Let’s face it ~ Love Gets Messy Sometimes!
Have you ever heard yourself say, ‘This can’t be love’ or ‘I think I’ve fallen out of love? Maybe you’ve had the experience of losing respect for your partner or friend for a time. You’ve ‘had it’ and you want to take a break! Or, you might even be an expert at dreaming an exit strategy.
If you’ve been in a committed relationship, you may know what I am talking about. Love does get messy at times. Knowing how to clean up the mess and return to an even stronger connection is an art. Learning this art requires your attention and action to be committed to a life of grwoing the Love that is always inside of you. When you are devoted to becoming a Courageous Lover you consistently ask yourself, “What Would Love Do Now?”
10 Ways to become a Courageous Lover
1. Vulnerability Rocks Your Relationship
Get real and be yourself. If you want to be loved for who you truly are, why pretend? Risk being vulnerable by taking off any masks of protection that cover over your fears, feelings and thoughts. Good relationships demand the strength that true vulnerability offers. Commit to Loving!

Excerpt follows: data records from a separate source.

PR #1352, opened 2021-12-18
Update development.rst: Add extra commands

mhansen:
These were some commands that I had to google how to install.

### DIFF
--- a/docs/development.rst
+++ b/docs/development.rst
@@ -14,8 +14,11 @@ the tests, you will need `tox` and to run the linters you will need
     git clone https://github.com/beancount/fava.git
     cd fava
     # using a virtual environment is optional, but recommended
+    pip install --user virtualenv
     virtualenv -p python3 venv
     . venv/bin/activate
+    pip install tox
+    pip install pre-commit
     make
     pre-commit install  # add a pre-commit hook to run linters
     pip install --editable .


yagebu:
It already says that these tools are required above the code block and I'd rather keep it that way, since for most users it is probably preferable to install those tools with their platform package manager instead of pip.

mhansen:
I wasn’t sure which package manager they’d be (had to google it, at first I
thought they’d be npm, and some of the names like “tox” were hard to google
with irrelevant results coming up).

 I thought if we’re using virtual envs and these are python modules we
would prefer to use the venv over the OS package manager, in case other
programs need other versions? And the OS package managers are often out of
date? I’m not very familiar with norms on python projects though.

At any rate I’d like to make it a bit clearer how to install these deps.

yagebu:
Thanks for the feedback. I'll try to expand the paragraph before the code block a bit to explain how these tools can be installed and link to their homepages so that it's clear which tools are meant. tox and pre-commit are both rather compatible since they're both just script runners, so installing from package managers is fine (and should ensure that you don't have an outdated version in your venv a year from now).

mhansen:
Thanks, sounds good! By the way, once I got these tools set up, it was a
nice development experience with quick reload to see the changes, cheers.

mhansen:
Thanks! Looks good

PR #1355, opened 2022-01-10
allow negative account values in treemap/hierarchy

ahaldane:
Hi, 

This PR handles negative accounts in the treemap visualization. 

Let me know if you think it's useful, and I can do any extra tidying or add some unit tests, if you can help point me to what is needed. Much appreciated.

## Description of problem this solves: 

The treemap visualization for expense and income (and treemaps in general) can't handle negative values, which can appear in those accounts. That is, it renders n overlapping mess of boxes.

Example of problem:

 * I have accounts `Expenses:Taxes:TY2020` and `Expenses:Taxes:TY2021`
 * I want to visualize a beancount file that only covers transactions in 2021. 
 * In 2021 I payed $1000 of TY2021 taxes in paystubs (`balance Expenses:Taxes:TY2021 1000 USD`, and I got a $200 refund for 2020 taxes (`balance Expenses:Taxes:TY2020 -200 USD`). 
 * This means that the parent node `Expenses:Taxes` has a net balance of `800 USD`. 

So, when d3 draws the treemap it allocates an area of 800 units to cover `Expenses:Taxes`, but within that area it tries to put an area 1000 for `Expenses:Taxes:TY2021`, and it does not show `Expenses:Taxes:TY2020` at all. What ends up happening is the area of size 1000 overflows past the parent box and covers/hides the neighbor areas in the treemap, making the treemap ugly/illegible.

## My proposed fix

Show negative areas in hash coloring. See image where the "Temple" account is negative:

demo_treemap

  * Pro: The treemap has no jumpled overlaps or hidden accounts which made it difficult to read.
  * Con: Negative accounts now add to the total area, which could be confusing. I.e, the percentages in the tooltips no longer add to 1.

I expect that opposite-sign subaccounts for income/expenses are pretty rare/small, so i thought the pro outweighs the con.

## Implementation

This is the first time I've really used typescript and reactjs, and I only vaguely know d3, so suggestions appreciated. I couldn't figure out how to annotate types in the `reduce` calls to satisfy the lint check.

I added and extra "cumulbalance" field to the `AccountHierarchyDatum` object. That seems ugly, but I couldn't figure out a better way to communicate both the "absolute area (value)" and the "net balance" of each account from the hierarchy code to the treemap code.  That is, previously the code just set the node.value field to equal the total account value, but in this PR I needed node.value to equal the absolute-value-sum of all descendant accounts (to use as he box area in treemap), but I still needed to communicate the account net balance to display in the tooltips.

## Alternatives (edit)

A simpler alternative to this PR is to only include positive subaccounts. That's a one-line change, see my alternate branch https://github.com/ahaldane/fava/tree/treemap_positive_only last commit.

### DIFF
--- a/frontend/src/charts/Treemap.svelte
+++ b/frontend/src/charts/Treemap.svelte
@@ -31,12 +31,20 @@
     return $treemapScale(node.parent.data.account);
   }
 
+  function mask(d: AccountHierarchyNode) {
+    const node = d.data.dummy && d.parent ? d.parent : d;
+    if (node.data.cumulbalance < 0) {
+        return "url(#treemapHatch-mask)";
+    }
+    return null;
+  }
+
   function tooltipText(d: AccountHierarchyNode) {
-    const val = d.value ?? 0;
-    const rootValue = root.value || 1;
+    const val = d.data.cumulbalance ?? 0;
+    const refValue = root.data.cumulbalance || 1;
 
     return `${$ctx.currency(val)} ${currency} (${formatPercentage(
-      val / rootValue
+      val / refValue
     )})<em>${d.data.account}</em>`;
   }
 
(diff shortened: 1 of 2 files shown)


yagebu:
Thank you for this PR, in particular for the detailed and well-written description and reasoning for this change!

I also like the other solution better though, so I'll merge your alternative PR instead :)

PR #1356, opened 2022-01-10
only include positive accounts in treemap

ahaldane:
This is an alternative to #1355. Sorry for double post noise.

Again, the problem it solves is that treemaps can't handle negative sub-balances which  sometimes occur. Unlike the other PR, this one simply removes any negative accounts from the treemap.

After playing with both solutions I actually like this one better, so please close the other PR if you agree.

2. Bury the ‘Right/Wrong’ Game
Give it up, once and for all. Choose happiness over being right. When two people with unique dreaming minds create a relationship there is bound to be disagreement. Agree to disagree, respect each others differences and let go of your need to ‘be right’. Choose happy over being ‘right’ and everyone wins!
3. Embrace the Messiness
Relationships get crazy messy sometimes. Let yourself and your partner be in these challenging spaces without making a big dramatic story about it. Give up your exit strategies. Often the hardest and most confusing of times opens you into new agreements with each other. Relationships are about growth!
4. Make No Assumptions
Asking questions rather than making assumptions is a straight path to intimacy. Making assumptions about what your partner is feeling or why they do what they do keeps your mind spinning its stories. To deepen the heart of your relationship, ask questions with the intention of truly listening. Listening is the first act of Love!
5. Retreat and Return
Love opens the heart of relationship while fear shuts it down. Everyone steps away from their beloveds at times. Hurt, frustration and disagreements send us away to contemplate and reorganize our self. The real power arises in knowing when to take space and when to return. Choose to return to Love!
6. Speak Up
Do you become silent when you desperately want to connect? It takes courage to access the power of your voice and say what is really going on inside of you. Use ‘I’ statements and speak from your own experience. Squelching your voice is a set up for disconnection and resentment. Communication is the foundation for great sex!
7. Live With Respect
Holding ‘high standards’ of creating a View of how your partner needs to be for you to be happy doesn’t work. This lack of acceptance and disrespect damages the best of relationships. Supporting your partner to live their life in their way is the biggest gift you can offer them. Learn the Power of Respect!
8. Get Mad when You’re Mad
It is refreshing when anger is expressed cleanly. Anger is a secondary emotion that arises from hurt, fear or frustration. Dumping anger or taking passive-aggressive actions shuts down the openness of love. Embrace and express anger as it arises in the moment and use it as a signpost to discover the deeper feeling underneath. Then let go and move on!
9. Take Responsibility
Be accountable for your own emotions, thoughts and actions. No one causes you to feel or do anything. You do what you do because of you and not because of others. As you realize this truth, you give up victim stance. Responsibility Frees You!
10. Be The True Lover
You are the source of Love in your life. No one can give you this experience. Self-acceptance, self-respect and self-trust create this golden elixir called Love. Fill up first and offer your abundant heart into life. Expressing your Love is a direct route to Happiness!